TASK TO COMPLETE: Take every line from the records below that includes the word "plugin".

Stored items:
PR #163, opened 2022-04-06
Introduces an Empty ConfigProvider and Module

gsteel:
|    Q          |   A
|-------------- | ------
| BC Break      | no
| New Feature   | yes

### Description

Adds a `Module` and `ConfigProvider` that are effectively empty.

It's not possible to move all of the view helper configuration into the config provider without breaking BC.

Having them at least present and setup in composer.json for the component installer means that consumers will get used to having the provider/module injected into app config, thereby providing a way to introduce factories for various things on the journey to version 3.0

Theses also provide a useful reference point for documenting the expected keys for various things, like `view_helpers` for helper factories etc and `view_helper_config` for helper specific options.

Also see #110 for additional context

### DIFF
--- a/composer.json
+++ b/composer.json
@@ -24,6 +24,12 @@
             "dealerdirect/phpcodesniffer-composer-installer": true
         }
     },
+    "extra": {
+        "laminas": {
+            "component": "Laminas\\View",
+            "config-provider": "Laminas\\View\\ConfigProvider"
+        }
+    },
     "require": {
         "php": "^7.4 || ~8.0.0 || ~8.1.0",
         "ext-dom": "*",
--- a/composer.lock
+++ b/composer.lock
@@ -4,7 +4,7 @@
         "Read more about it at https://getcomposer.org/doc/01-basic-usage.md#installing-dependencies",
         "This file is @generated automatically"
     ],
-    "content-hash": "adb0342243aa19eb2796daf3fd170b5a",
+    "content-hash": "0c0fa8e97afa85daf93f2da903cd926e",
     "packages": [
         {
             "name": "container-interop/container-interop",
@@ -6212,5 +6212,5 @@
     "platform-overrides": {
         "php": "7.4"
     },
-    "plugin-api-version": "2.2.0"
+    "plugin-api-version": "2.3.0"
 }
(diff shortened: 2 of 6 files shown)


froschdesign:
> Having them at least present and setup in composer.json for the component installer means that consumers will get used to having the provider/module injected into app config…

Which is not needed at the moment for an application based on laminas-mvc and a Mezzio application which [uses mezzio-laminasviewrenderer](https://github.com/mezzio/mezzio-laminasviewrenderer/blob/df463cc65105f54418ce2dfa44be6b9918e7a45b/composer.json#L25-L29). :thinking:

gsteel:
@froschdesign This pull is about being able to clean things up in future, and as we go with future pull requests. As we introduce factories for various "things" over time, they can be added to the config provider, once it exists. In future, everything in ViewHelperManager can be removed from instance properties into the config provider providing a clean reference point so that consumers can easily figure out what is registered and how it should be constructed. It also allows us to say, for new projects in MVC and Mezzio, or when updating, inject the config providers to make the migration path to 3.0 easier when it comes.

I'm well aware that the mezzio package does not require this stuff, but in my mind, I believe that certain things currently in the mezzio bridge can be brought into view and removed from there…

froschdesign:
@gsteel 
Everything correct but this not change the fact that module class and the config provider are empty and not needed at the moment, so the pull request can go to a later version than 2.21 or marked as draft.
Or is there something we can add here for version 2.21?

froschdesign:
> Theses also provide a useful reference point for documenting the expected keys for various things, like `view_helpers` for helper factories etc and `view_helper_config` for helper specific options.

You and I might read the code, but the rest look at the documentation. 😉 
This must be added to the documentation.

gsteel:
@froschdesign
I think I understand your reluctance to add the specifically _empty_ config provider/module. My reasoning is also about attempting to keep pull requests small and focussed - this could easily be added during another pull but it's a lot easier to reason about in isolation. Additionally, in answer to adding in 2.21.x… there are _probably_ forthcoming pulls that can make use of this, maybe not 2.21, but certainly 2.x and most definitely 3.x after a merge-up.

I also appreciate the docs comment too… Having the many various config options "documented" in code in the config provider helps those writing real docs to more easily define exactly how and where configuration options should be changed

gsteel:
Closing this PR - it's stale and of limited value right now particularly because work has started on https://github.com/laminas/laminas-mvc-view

OUTPUT FOR THIS TASK:
-    "plugin-api-version": "2.2.0"
+    "plugin-api-version": "2.3.0"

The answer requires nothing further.